Cameron Collis
designer
Designing for Chat Interfaces and LLM's
November 24, 2023

ChatGPT introduced Large Language Models (LLM) to the world a year ago, and ever since, product teams have scrambled to add this new technology to their applications. During this time I’ve watched countless marketing videos showing a user inputting text into a field, making a request of an application in natural language, and each time, the application magically completes the request. But the novelty has worn off. I've become desensitised to the 'happy path' marketing videos. Which only show the ideal interaction between the user and application.

It seems each time this new technology appears in an application, the new functionality features a chat interface. The user and application interact using natural language. Which is great when the user takes the ‘happy path’, but a well designed application must remove negative experiences, as well as creating positive ones. And this is where chat interfaces fail.

Since the 1970’s, graphical user interfaces have been the prominent software interface. Icons, buttons, fields, and menus are clear signifiers. Guiding the user through the application and helping them complete their task. In comparison, a chat interface presents a blank text field to the user. Which doesn’t signify what the application does, how it works, and what tasks are possible.

How does the user discover the application's constraints, when it appears anything is possible? They could use the blank text field to ask the application, indicating the interface lacks discoverability. Or they could read the help documentation, which defeats the purpose of the interface leveraging natural language. Most likely the user will attempt to learn the application's constraints through a self-guided process of trial and error.

This self-guided process increases the user's cognitive load and likelihood of experiencing information overload. As they’re constantly switching between tasks and juggling multiple pieces of information in their working memory. The user must remember what prompts were previously successful, recall information to include in their prompt, and use ‘prompt engineering’ best practices.

When the application’s output doesn’t align with users expectations. The user wonders if it was themself or the application which is at fault. They’re unsure if their prompt was low quality, or if their request was outside the application's constraints. The user receives no feedback informing them why the output didn’t align with their expectations, or the possible remedies. A negative experience has occurred, and instead of reassurance the user feels a lack of control. They’re angry and frustrated.

This experience is acceptable for the technology enthusiast. Who enjoys trialling innovative technology, with expectations the experience will be buggy and inefficient. But mainstream users in the larger market don’t share the same psychographics as the technology enthusiast. They’re pragmatic and risk averse. They’ll wait for a disruptive technology to prove itself before purchasing.

The principles of good design will eventually catch up and push LLM’s into the larger market. If the user experience features a chat interface, graphical interface, or somewhere inbetween is unclear. Until then, product teams must anticipate and remove the negative experiences a chat interface creates. And consider more than the ideal interaction between user and application. 
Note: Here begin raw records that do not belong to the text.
PR #224, opened 2025-10-01
Fix zwift.sh warning on line 72

glennvl:
The minor fixes from #222. But given that it will probably be a bit before that one gets merged, it's probably best to already merge these minor fixes first.

```console
./zwift.sh: line 72: [: : integer expression expected
```


netbrain:
agreed

PR #225, opened 2025-10-02
fix autologin by passing username into container

imjuzcy:
It seems that there was a mistake with autologin. The username was never passed into the container, although it checks for it. This should fix that.


netbrain (approved):
👍 looks legit! Must have been introduced during a refactor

The reality is it's hard for product teams. Who are still learning the limitations of this new technology and how to consider the many paths a user can take when interacting with natural language. So where should product teams start? It’s clear chat interfaces lack discoverability and feedback - two traits of a well designed application. But I encourage teams to start with the user's mental model.
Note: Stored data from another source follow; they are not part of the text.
PR #169, opened 2022-02-15
packaged ID-based metrics (and some ID-free) for a second PR into MS-CV

mwalzer:
Mostly counts, but also some contrasts of id-free and their id-based portions (e.g. median precursor charge for MS2 spectra / identified)


dtabb73:
I am taking a look at this pull request, and I'm not seeing any problems (except that I barely understand what a pull request represents).

cv/qc-cv.obo
```diff
@@ -18,1967 +18,341 @@ import: https://raw.githubusercontent.com/ISA-tools/stato/dev/releases/1.4/stato
...
 id: MS:4000068
-name: Ambient humidity
-def: "The ambient relative humidity in percent (0,100) over one or more time points. The first column contains is the ambient humidity value(s). The second contains the respective retention time. A negative RT implies that the exact time of measurement is unknown." [PSI:QC]
-is_a: MS:4000006 ! table
-is_a: MS:4000010 ! ID free
-is_a: MS:4000026 ! environment metric
-relationship: has_relation MS:4000013 ! single run based
-relationship: has_column: MS:4000108 ! Retention time
-relationship: has_column: MS:4000260 ! Percent
+name: number of PSM
```
julianu: In consistancy with the next item, add "before FDR".
I would rather suggest even to call it something like "number of PSMs (unfiltered)" to make it more general (also in the following term for spectra)

cv/qc-cv.obo
```diff
@@ -18,1967 +18,341 @@ import: https://raw.githubusercontent.com/ISA-tools/stato/dev/releases/1.4/stato
...
+def: "The number of peptide-to-spectrum-matches the identification process provides (before FDR filtering)." [PSI:QC]
+is_a: MS:4000003 ! single value
+relationship: has_metric_category MS:4000009 ! ID free metric
```
julianu: PSMs is probably a ID based metric.

cv/qc-cv.obo
```diff
@@ -18,1967 +18,341 @@ import: https://raw.githubusercontent.com/ISA-tools/stato/dev/releases/1.4/stato
...
-name: Fraction of peptide IDs around max MS1
-def: "Fraction of all peptides identified at least X minutes earlier or later than the most intense MS1 signal of the identification. The first column contains the time in minute-wise steps of seconds, the other comlumn the fraction of identified. Negative time values indicate minutes before and positive after maximum MS1." [PSI:QC]
-comment: Estimates very early peak broadening.
-is_a: MS:4000006 ! table
-is_a: MS:4000009 ! ID based
-is_a: MS:4000022 ! chromatogram metric
-relationship: has_relation MS:4000013 ! single run based
-relationship: has_column: MS:4000108 ! Retention time
-relationship: has_column: MS:4000239 ! Fraction
+name: number of identified peptides
```
julianu: To be consistand add "after FDR" to the name. The def describes it correctly.
Applies also to the following 5 terms.

cv/qc-cv.obo
```diff
@@ -18,1967 +18,341 @@ import: https://raw.githubusercontent.com/ISA-tools/stato/dev/releases/1.4/stato
...
+relationship: has_relation QC:4000012 ! single run based metric
+relationship: has_units UO:0000189 ! count unit
 
 [Term]
 id: MS:4000073
-name: Peptide identification rate of the interquartile RT period
-def: "The identification rate of peptides for the interquartile retention time period, in peptides per second." [PSI:QC]
-comment: Higher rates indicate efficient sampling and identification.
+name: number of proteins and groups from all PSM
+def: "Number of proteins identified from all PSM at given FDR threshold, groups count as one." [PSI:QC]
```
julianu: This is a bit unclear to me. Shoudl this just be "protein groups" also in the name and counting grouped accessions/proteins as just the group entity?

cv/qc-cv.obo
```diff
@@ -18,1967 +18,341 @@ import: https://raw.githubusercontent.com/ISA-tools/stato/dev/releases/1.4/stato
...
+relationship: has_relation QC:4000012 ! single run based metric
+relationship: has_units UO:0000189 ! count unit
 
 [Term]
 id: MS:4000074
-name: Median MS1 peak FWHM for peptides
-def: "Median of all MS1 peak widths at half maximum (FWHM) for all identified peptides, in seconds" [PSI:QC]
-comment: Sharper peak widths (i.e. smaller values) indicate better chromatographic resolution.
+name: number of distinct proteins from all PSM
+def: "Number of distinct proteins without duplicate count or groups from all PSM at given FDR threshold." [PSI:QC]
```
julianu: ... from teh comment before: and here  count all accessions in the respective protein groups?

cv/qc-cv.obo
```diff
@@ -18,1967 +18,341 @@ import: https://raw.githubusercontent.com/ISA-tools/stato/dev/releases/1.4/stato
...
+relationship: has_metric_category MS:4000008 ! ID based metric
+relationship: has_relation QC:4000012 ! single run based metric
+relationship: has_units UO:0000189 ! count unit
 
 [Term]
 id: MS:4000075
-name: Interquartile distance of MS1 peak FWHM for identifications
-def: "Interquartile distance of all MS1 peak widths at half maximum (FWHM) for all identifications, in seconds" [PSI:QC]
-comment: Tighter distributions indicate better consistency.
+name: number of undistinguishable proteins groups from all PSM
```
julianu: "protein groups" instead of "proteins groups" (and add "after FDR")

cv/qc-cv.obo
```diff
@@ -18,1967 +18,341 @@ import: https://raw.githubusercontent.com/ISA-tools/stato/dev/releases/1.4/stato
...
 id: MS:4000076
-name: Median MS1 peak FWHM for peptides in RT quantile
-def: "Median of all MS1 peak widths at half maximum (FWHM) for all identified peptide, in seconds, in the respective identifications' quantiles ordered by retention time. The data is given in a tuple defining the quantiles, 4-tuple represents quartiles, 10-tuple deciles, etc." [PSI:QC]
-comment: Sharper peak widths (i.e. smaller values) indicate better chromatographic resolution in the given quantile.
-is_a: MS:4000004 ! n-tuple
-is_a: MS:4000009 ! ID based
-is_a: MS:4000022 ! chromatogram metric
-relationship: has_relation MS:1000086 ! full width at half-maximum
-relationship: has_relation MS:4000013 ! single run based
+name: ID ratio
```
julianu: maybe better "ratio of identified spectra"?

cv/qc-cv.obo
```diff
@@ -18,1967 +18,341 @@ import: https://raw.githubusercontent.com/ISA-tools/stato/dev/releases/1.4/stato
...
+def: "The coverage of protein sequences from the peptide sequences identified. The table records the coverage itself (in percent), the protein accession (SHOULD correspond to the accession used in fasta document used for Sequence DB based identification), length of the protein (, and optionally if it is 'target' or 'decoy' entry and how many PSM can be attributed to this protein)." [PSI:QC]
+comment: The protein coverage can provide insight into the sensitivity of the instrument/identification/protocols used.
+is_a: MS:4000005 ! table
+relationship: has_metric_category MS:4000008 ! ID based metric
+relationship: has_relation QC:4000012 ! single run based metric
+relationship: has_column MS:1001093 ! sequence coverage
+relationship: has_column MS:1000885 ! protein accession
+relationship: has_column PEFF:0001006 or term above ???
+relationship: has_optional_column MS:1001197 ! DB composition target+decoy ???
+relationship: has_optional_column MS:1002153 ! protein level PSM counts
```
julianu: I assume the term "AA sequence length" is only relevant for this, so add it as a relationship?

cv/qc-cv.obo
```diff
@@ -18,1967 +18,341 @@ import: https://raw.githubusercontent.com/ISA-tools/stato/dev/releases/1.4/stato
...
-name: Pump pressure chromatogram
-def: "Representation of chromatographic pressure versus time. The first column contains the retention time points in seconds, the second column the corresponding pressures in pascal." [PSI:QC]
-is_a: MS:4000006 ! table
-is_a: MS:4000010 ! ID free
-is_a: MS:4000022 ! chromatogram metric
-relationship: has_relation MS:1003019 ! pressure chromatogram
-relationship: has_relation MS:4000013 ! single run based
-relationship: has_column: MS:4000108 ! Retention time
-relationship: has_column: MS:4000261 ! Pressure
+name: sampling rates
```
julianu: "peptide sampling rates"
Is this charge dependent, or leave this to the implementation? Are PTMs regarded or not (probably that's why you added the ??? to the respective relationships)?
I would rather leave it open to an implementation whether it is or not.

cv/qc-cv.obo
```diff
@@ -18,1967 +18,341 @@ import: https://raw.githubusercontent.com/ISA-tools/stato/dev/releases/1.4/stato
...
 [Term]
 id: MS:4000080
-name: Peptide elution order trailing
-def: "N(a, b) are the peptides common in the run and a reference run. N(a,b)_i to N(a,b)_j are the first to last eluting common peptides in the run ordered by retention time. This metric is the maximum of ('elution rank' of peptide N(a,b)_t in run) - ('elution_rank' of peptide N(a,b)_t in reference) for the first tenth of common peptides ordered by retention time. The metric is finally normalised with dividing by the number of (identified) peptides in the run." [PSI:QC]
-comment: The elution rank difference gives you a measure of how many peptides are eluting early.
-is_a: MS:4000003 ! single value
-is_a: MS:4000009 ! ID based
-is_a: MS:4000022 ! chromatogram metric
-relationship: has_relation MS:4000014 ! multiple runs based
+name: fraction of MS2 identified in different MS1 max quantiles
```
julianu: "after FDR" to the name?

cv/qc-cv.obo
```diff
@@ -18,1967 +18,341 @@ import: https://raw.githubusercontent.com/ISA-tools/stato/dev/releases/1.4/stato
...
+synonym: "MS2-4B" NARROW []
+synonym: "MS2-4C" NARROW []
+synonym: "MS2-4D" NARROW []
 
 [Term]
 id: MS:4000081
-name: Peptide elution order preceding
-def: "N(a, b) are the peptides common in the run and a reference run. N(a,b)_i to N(a,b)_j are the first to last eluting common peptides in the run ordered by retention time. This metric is the maximum of ('elution rank' of peptide N(a,b)_t in run) - ('elution_rank' of peptide N(a,b)_t in reference) for the last tenth of common peptides ordered by retention time. The metric is finally normalised with dividing by the number of (identified) peptides in the run." [PSI:QC]
-comment: The elution rank difference gives you a measure of how many peptides are eluting late.
+name: IQR RT period for identifications
```
julianu: Add "after FDR" or "after filtering" to the name?

cv/qc-cv.obo
```diff
@@ -18,1967 +18,341 @@ import: https://raw.githubusercontent.com/ISA-tools/stato/dev/releases/1.4/stato
...
-comment: A larger value indicates that isolation windows with that particular target m/z contributed more to the total TIC.
-xref: value-type:xsd\:double "The allowed value-type for this CV term."
-is_a: MS:4000004 ! n-tuple
-is_a: MS:4000010 ! ID free
-is_a: MS:4000024 ! MS2 metric
-relationship: has_relation MS:4000013 ! QC metric relation: one run
-relationship: has_relation MS:4000070 ! MS2 Total ion current chromatogram
-relationship: has_relation MS:4000082 ! isolation window target m/z
+name: mean precursor charge for MS2 spectra
+def: "Mean precursor charge for MS2 spectra" [PSI:QC]
```
julianu: "Mean precursor charge of all recorded MS2 spectra"

cv/qc-cv.obo
```diff
@@ -18,1967 +18,341 @@ import: https://raw.githubusercontent.com/ISA-tools/stato/dev/releases/1.4/stato
...
-def: "For each unique isolation window this value reports the number of ions detected on average throughout the run." [PSI:QC]
-comment: A higher value indicates that a higher number of ions was detected for this specific isolation window on average.
-xref: value-type:xsd\:double "The allowed value-type for this CV term."
-is_a: MS:4000004 ! n-tuple
-is_a: MS:4000010 ! ID free
-is_a: MS:4000024 ! MS2 metric
-relationship: has_relation MS:4000013 ! QC metric relation: one run
-relationship: has_relation MS:4000082 ! isolation window target m/z
+name: median precursor charge for MS2 spectra
+def: "Median precursor charge for MS2 spectra" [PSI:QC]
```
julianu: "Median precursor charge of all recorded MS2 spectra"

cv/qc-cv.obo
```diff
@@ -18,1967 +18,341 @@ import: https://raw.githubusercontent.com/ISA-tools/stato/dev/releases/1.4/stato
...
-comment: A higher value indicates greater variability in the number of ions detected for that particular isolation window.
-xref: value-type:xsd\:double "The allowed value-type for this CV term."
-is_a: MS:4000004 ! n-tuple
-is_a: MS:4000010 ! ID free
-is_a: MS:4000024 ! MS2 metric
-relationship: has_relation MS:4000013 ! QC metric relation: one run
-relationship: has_relation MS:4000082 ! isolation window target m/z
-relationship: has_relation MS:4000086 ! average isolation window density
+name: identified precursor median m/z
+def: "Median m/z value for all identified peptides (unique ions) at given FDR threshold." [PSI:QC]
```
julianu: Do you mean PSMs by "peptides (unique ions)"?
Add "after FDR" to the name.

cv/qc-cv.obo
```diff
@@ -18,1967 +18,341 @@ import: https://raw.githubusercontent.com/ISA-tools/stato/dev/releases/1.4/stato
...
-is_a: MS:4000006 ! table
-relationship: has_column MS:4000114 ! Sample rate column
-relationship: has_column MS:4000115 ! Count column
-relationship: has_optional_column MS:4000116 ! Peptide sequence column
-
-[Term]
-id: MS:4000121
-name: Explained precursor intensity first quarter
-def: "Fraction of identified MS2 in the first quarter of MS2 sorted by precursor intensity." [PSI:QC]
+name: explained precursor intensity
```
julianu: "fraction of explained precursor intensitiy quartiles"
Add "after FDR"

cv/qc-cv.obo
```diff
@@ -18,1967 +18,341 @@ import: https://raw.githubusercontent.com/ISA-tools/stato/dev/releases/1.4/stato
...
+def: "Fraction of identified MS2 in the first, second, thrid, and forth quarter of MS2 sorted by precursor intensity at given FDR threshold." [PSI:QC]
```
julianu: typo in "third"

cv/qc-cv.obo
```diff
@@ -18,1967 +18,341 @@ import: https://raw.githubusercontent.com/ISA-tools/stato/dev/releases/1.4/stato
...
-is_a: MS:4000009 ! ID based
-is_a: MS:4000001 ! QC metric
 synonym: "MS2-4D" NARROW []
 
 [Term]
-id: MS:4000125
-name: Extent of identified precursor intensity
-def: "Ratio of 95th over 5th percentile of precursor intensity for identified peptides" [PSI:QC]
+id: MS:4000089
+name: extent of explained precursor intensity
```
julianu: Add "after FDR"?

cv/qc-cv.obo
```diff
@@ -18,1967 +18,341 @@ import: https://raw.githubusercontent.com/ISA-tools/stato/dev/releases/1.4/stato
...
+relationship: has_metric_category MS:4000008 ! ID based metric
 relationship: has_units STATO:0000300 ! dimensionless ratio
 synonym: "MS1-3A" NARROW []
 
 [Term]
-id: MS:4000126
-name: Precursor intensity range of identified MS2
-def: "Minimum and maximum precursor intensity recorded and identified." [PSI:QC]
+id: MS:4000090
+name: explained precursor intensity range
```
julianu: Add "after FDR"?

cv/qc-cv.obo
```diff
@@ -18,1967 +18,341 @@ import: https://raw.githubusercontent.com/ISA-tools/stato/dev/releases/1.4/stato
...
 
 [Term]
-id: MS:4000150
-name: MS1 ion collection time low outliers (<Q1-1.5*IQR)
-def: "From the distribution of ion injection times (MS:1000927) for MS1, the list of outliers below Q1-1.5*IQR" [PSI:QC]
-comment: Injection time distribution can be used to gauge the suitability of used instrument settings for the sample content used.
-is_a: MS:4000001 ! QC metric
-is_a: MS:4000010 ! ID free
+id: MS:4000097
+name: charged identifications ratio
```
julianu: "ratio of 1+/3+/4+ to 2+ charged identifications"
Are only these 3 recorded here, or "ratio of charged identifications to 2+ charged"?

cv/qc-cv.obo
```diff
@@ -18,1967 +18,341 @@ import: https://raw.githubusercontent.com/ISA-tools/stato/dev/releases/1.4/stato
...
 
 [Term]
-id: MS:4000151
-name: MS1 ion collection time high outliers (>Q3+1.5*IQR)
-def: "From the distribution of ion injection times (MS:1000927) for MS1, the list of outliers above Q3+1.5*IQR" [PSI:QC]
-comment: Injection time distribution can be used to gauge the suitability of used instrument settings for the sample content used.
-is_a: MS:4000001 ! QC metric
-is_a: MS:4000010 ! ID free
+id: MS:4000098
+name: charged spectra ratio
```
julianu: "ratio of 1+/3+/4+ to 2+ charged spectra"
Only these three charge states?

julianu (changes requested):
I added quite some comments.
At some point I stopped to add the "FDR filtered" to the name, maybe discuss this in the next call?

cv/qc-cv.obo
cbielow: I would add it should be `number of PSM**s**` ?!
and while unfiltered as a word is nice, this may lead to semantic issues, because sometimes you do have prefiltered results, e.g. when using XTandem's `maximum valid e-value` filter.
Also these sequences are prefiltered by (tryptic) specificity etc.. (but this is splitting hairs now :P)

cv/qc-cv.obo
```diff
@@ -18,1967 +18,341 @@ import: https://raw.githubusercontent.com/ISA-tools/stato/dev/releases/1.4/stato
...
-comment: The metric enables to check visually e.g. MS2 TIC absolute value compared to MS1 total ion chromatogram or other analyses MS2 TICs.
-is_a: MS:4000006 ! table
-is_a: MS:4000010 ! ID free
-is_a: MS:4000022 ! chromatogram metric
-is_a: MS:4000024 ! MS2 metric
-relationship: has_relation MS:4000013 ! single run based
-relationship: has_relation MS:4000067 ! Total ion current chromatogram
-relationship: has_column: MS:4000108 ! Retention time
-relationship: has_column: MS:4000109 ! Relative intensity
+name: number of identified spectra after FDR
```
cbielow: should we mention MS level here?
usually this means MS2, but would an MS1 spectrum + mass fingerprinting also count as 'identified' ?

cbielow: How do we deal with ion mobility? does every 'microscan' in an IM frame count? What if scans were accumulated to improve S/N to obtain an ID?

cv/qc-cv.obo
```diff
@@ -18,1967 +18,341 @@ import: https://raw.githubusercontent.com/ISA-tools/stato/dev/releases/1.4/stato
...
+relationship: has_relation QC:4000012 ! single run based metric
+relationship: has_units UO:0000189 ! count unit
 
 [Term]
 id: MS:4000072
-name: Interquartile RT period for peptide identifications
-def: "The interquartile retention time period, in seconds, for all peptide identifications over the complete run." [PSI:QC]
-comment: Longer times indicate better chromatographic separation.
+name: number of identified distinct peptides
+def: "Number of identified peptides without duplicate count (or modifications) at given FDR threshold." [PSI:QC]
```
cbielow: overlapping peptides are counted separately, I assume, e.g. a missed cleavage is a new peptide?!

cv/qc-cv.obo
cbielow: we don't mind how grouping is done, right? Maybe mention that...

cv/qc-cv.obo
cbielow: not sure what this means...
parsimony?

cv/qc-cv.obo
cbielow: also not sure here. Expand definition.

cv/qc-cv.obo
```diff
@@ -18,1967 +18,341 @@ import: https://raw.githubusercontent.com/ISA-tools/stato/dev/releases/1.4/stato
...
-name: Median MS1 peak FWHM for peptides in RT quantile
-def: "Median of all MS1 peak widths at half maximum (FWHM) for all identified peptide, in seconds, in the respective identifications' quantiles ordered by retention time. The data is given in a tuple defining the quantiles, 4-tuple represents quartiles, 10-tuple deciles, etc." [PSI:QC]
-comment: Sharper peak widths (i.e. smaller values) indicate better chromatographic resolution in the given quantile.
-is_a: MS:4000004 ! n-tuple
-is_a: MS:4000009 ! ID based
-is_a: MS:4000022 ! chromatogram metric
-relationship: has_relation MS:1000086 ! full width at half-maximum
-relationship: has_relation MS:4000013 ! single run based
+name: ID ratio
+def: "The ratio of identified and recorded MS2 spectra at given FDR threshold." [PSI:QC]
```
cbielow: value between 0-1?
(people could mistake this to be 0-100?)

cv/qc-cv.obo
```diff
@@ -18,1967 +18,341 @@ import: https://raw.githubusercontent.com/ISA-tools/stato/dev/releases/1.4/stato
...
+relationship: has_metric_category MS:4000008 ! ID based metric
+relationship: has_relation QC:4000012 ! single run based metric
+relationship: has_units STATO:0000300 ! dimensionless ratio
 
 [Term]
 id: MS:4000077
-name: Area under TIC
-def: "The area under the total ion chromatogram." [PSI:QC]
+name: AA sequence length
+def: "The length of an amino acid sequence." [PSI:QC]
```
cbielow: The definition does not add value.
The **number** of amino acids in the sequence?

cv/qc-cv.obo
```diff
@@ -18,1967 +18,341 @@ import: https://raw.githubusercontent.com/ISA-tools/stato/dev/releases/1.4/stato
...
+name: protein coverage table
+def: "The coverage of protein sequences from the peptide sequences identified. The table records the coverage itself (in percent), the protein accession (SHOULD correspond to the accession used in fasta document used for Sequence DB based identification), length of the protein (, and optionally if it is 'target' or 'decoy' entry and how many PSM can be attributed to this protein)." [PSI:QC]
+comment: The protein coverage can provide insight into the sensitivity of the instrument/identification/protocols used.
+is_a: MS:4000005 ! table
+relationship: has_metric_category MS:4000008 ! ID based metric
+relationship: has_relation QC:4000012 ! single run based metric
+relationship: has_column MS:1001093 ! sequence coverage
+relationship: has_column MS:1000885 ! protein accession
+relationship: has_column PEFF:0001006 or term above ???
+relationship: has_optional_column MS:1001197 ! DB composition target+decoy ???
```
cbielow: i think this term only defines the state of the FASTA DB as a whole (e.g. its a combined db).
It does not define the allowed values, `target` and `decoy` AFAICT.

cv/qc-cv.obo
```diff
@@ -18,1967 +18,341 @@ import: https://raw.githubusercontent.com/ISA-tools/stato/dev/releases/1.4/stato
...
-def: "Representation of chromatographic pressure versus time. The first column contains the retention time points in seconds, the second column the corresponding pressures in pascal." [PSI:QC]
-is_a: MS:4000006 ! table
-is_a: MS:4000010 ! ID free
-is_a: MS:4000022 ! chromatogram metric
-relationship: has_relation MS:1003019 ! pressure chromatogram
-relationship: has_relation MS:4000013 ! single run based
-relationship: has_column: MS:4000108 ! Retention time
-relationship: has_column: MS:4000261 ! Pressure
+name: sampling rates
+def: "The sampling rates of identified MS2 and their respective frequency. The table records the sampling rate (i.e. once=1, twice=2, ...) in one column and the respective frequency of that sampling rate in another column. Optionally, another column giving the sequences of peptides sampled (space separated) can be present." [PSI:QC]
```
cbielow: the name should be more specific
and I'm not sure what the metric means and how its computed :)
My guess: one row per peptide sequence, where the sampling rate says how many times an eluting peptide was triggered for MS2 (i.e. potential oversampling).
But would you include unidentified MS2 spectra from the same mass trace? (probably not, also a bit harder to compute)

how do you compute the frequency? What is the denominator?

While this metric is nice, it will be a BIG table.
How about a separate metric which just holds some aggregration stats?
See https://htmlpreview.github.io/?https://github.com/cbielow/PTXQC/blob/master/inst/examples/report_v1.0.10__txt_5files_withMatch-100min.html#evd-oversampling-msms-counts-per-3d-peak

cv/qc-cv.obo
```diff
@@ -18,1967 +18,341 @@ import: https://raw.githubusercontent.com/ISA-tools/stato/dev/releases/1.4/stato
...
 id: MS:4000080
-name: Peptide elution order trailing
-def: "N(a, b) are the peptides common in the run and a reference run. N(a,b)_i to N(a,b)_j are the first to last eluting common peptides in the run ordered by retention time. This metric is the maximum of ('elution rank' of peptide N(a,b)_t in run) - ('elution_rank' of peptide N(a,b)_t in reference) for the first tenth of common peptides ordered by retention time. The metric is finally normalised with dividing by the number of (identified) peptides in the run." [PSI:QC]
-comment: The elution rank difference gives you a measure of how many peptides are eluting early.
-is_a: MS:4000003 ! single value
-is_a: MS:4000009 ! ID based
-is_a: MS:4000022 ! chromatogram metric
-relationship: has_relation MS:4000014 ! multiple runs based
+name: fraction of MS2 identified in different MS1 max quantiles
+def: "The fraction of all MS2 scans identified at given FDR threshold in the respective quantile of the sorted list of parent MS1 maximum intensity." [PSI:QC]
```
cbielow: how do you define the FDR threshold (also see similar metrics below)

cv/qc-cv.obo
cbielow: is that the precursor intensity as annotated by the instrument (e.g. the preceding MS1 scan), or an abundance computed by a software for the whole elution&isotope profile of an ion species?

bittremieux:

A mental model is formed from previous experiences and is the user's internal understanding of how something works. Chat interfaces attempt to leverage the user's mental model to make the application easier to use. But talking to a LLM is different from talking to a human. A LLM lacks the ability to recall past conversations, interpret non-verbal cues, or recognise its own mistakes. Its knowledge is confined and based on statistical patterns. Unlike human reasoning.

But a chat interface powered by a LLM can create a consistently good experience for simple and frequently repeated tasks. When the user has a clear objective and they know what they want. Tasks of this nature typically don’t require the user to be a skilled ‘prompt engineer’ or result in requests which are outside of the application’s constraints. 

Chat interfaces powered by a LLM can also create a consistently good experience when the LLM is built to excel at domain specific tasks. This happens by fine-tuning the LLM with domain specific data or using a process called Retrieval-Augmented Generation (RAG), to allow the LLM to access a domain-specific dataset.

Until there is a technological breakthrough allowing technology to reason like humans. The challenge for product teams is to find where simple and frequently repeated task, and built to excel at domain specific task overlap. While still starting with a good understanding of the user, the value they wish to create for them, and turning this into experiences where technology positively impacts the user's life.

If the product team commits to a chat interface, the challenge is to then help the user form an accurate mental model of the application's constraints. This is a challenge for the entire organisation. As the user’s mental model is formed before they write their first prompt. From ads to website copy and onboarding. Even the ‘happy path’ marketing videos. Every touchpoint must accurately communicate what the application does, how it works, and what tasks are possible. With an accurate mental model the user is less likely to ask an application which is built to access medical results, to book a flight from London to Paris.

Once the user has an accurate mental model, discoverability and feedback become less of a problem, but by how much is uncertain. Even with those ‘suggested prompts’. It’s an inherent trait of a chat interface to lack clear signifiers and reassurance when the output doesn’t align with the user’s expectations. Natural language is just too complex, there are a plethora of paths a user can take, and until the technology powering these experiences improves, a chat interface isn’t going to get it right every time.